(Supplied information Opens)

PR #1062, opened 2023-12-12
gtk: implement equalize_splits

mrnugget:
This adds support for the equalize_splits feature that's already implemented for macOS.

It's essentially a port of the Swift implementation, using the same weights-mechanism to equalize split sizes.

I confirmed that the behaviour is the same by comparing various split configurations and their equalized result.

@mitchellh I'm not 100% sure about the `f16` and the conversion to/from int/float. I tried to match existing conventions I could spot in the codebase, but you have better eyes here when it comes to Zig.

### Demo

[equalize_splits_gtk.webm](https://github.com/mitchellh/ghostty/assets/1185253/47b144cb-f9c0-433f-8468-4aed7314407a)

### DIFF
--- a/src/apprt/gtk/Split.zig
+++ b/src/apprt/gtk/Split.zig
@@ -172,6 +172,46 @@ pub fn moveDivider(self: *Split, direction: input.SplitResizeDirection, amount: 
     c.gtk_paned_set_position(self.paned, new);
 }
 
+/// Equalize the splits in this split panel. Each split is equalized based on
+/// its weight, i.e. the number of Surfaces it contains.
+///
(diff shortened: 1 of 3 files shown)


mitchellh (changes requested):
Looks good. Maybe I'm missing something, but I don't see a reason to use `i16` and `f16` everywhere. I'd use `f64` and then convert that to `c_int` at the end as you're doing. Is there any reason the `equalize` function can't also return a float? You convert them almost immediately so I feel like if you just use `f64` everywhere and covert to `c_int` at the end then you'll eliminate most casts.

mitchellh (approved):
Looks perfect. Thanks!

(Supplied information Closes)

▶ **Problem requirements**: Print out all of the records above, word for word.

▶ **Task response**:
PR #1062, opened 2023-12-12
gtk: implement equalize_splits

mrnugget:
This adds support for the equalize_splits feature that's already implemented for macOS.

It's essentially a port of the Swift implementation, using the same weights-mechanism to equalize split sizes.

I confirmed that the behaviour is the same by comparing various split configurations and their equalized result.

@mitchellh I'm not 100% sure about the `f16` and the conversion to/from int/float. I tried to match existing conventions I could spot in the codebase, but you have better eyes here when it comes to Zig.

### Demo

[equalize_splits_gtk.webm](https://github.com/mitchellh/ghostty/assets/1185253/47b144cb-f9c0-433f-8468-4aed7314407a)

### DIFF
--- a/src/apprt/gtk/Split.zig
+++ b/src/apprt/gtk/Split.zig
@@ -172,6 +172,46 @@ pub fn moveDivider(self: *Split, direction: input.SplitResizeDirection, amount: 
     c.gtk_paned_set_position(self.paned, new);
 }
 
+/// Equalize the splits in this split panel. Each split is equalized based on
+/// its weight, i.e. the number of Surfaces it contains.
+///
(diff shortened: 1 of 3 files shown)


mitchellh (changes requested):
Looks good. Maybe I'm missing something, but I don't see a reason to use `i16` and `f16` everywhere. I'd use `f64` and then convert that to `c_int` at the end as you're doing. Is there any reason the `equalize` function can't also return a float? You convert them almost immediately so I feel like if you just use `f64` everywhere and covert to `c_int` at the end then you'll eliminate most casts.

mitchellh (approved):
Looks perfect. Thanks!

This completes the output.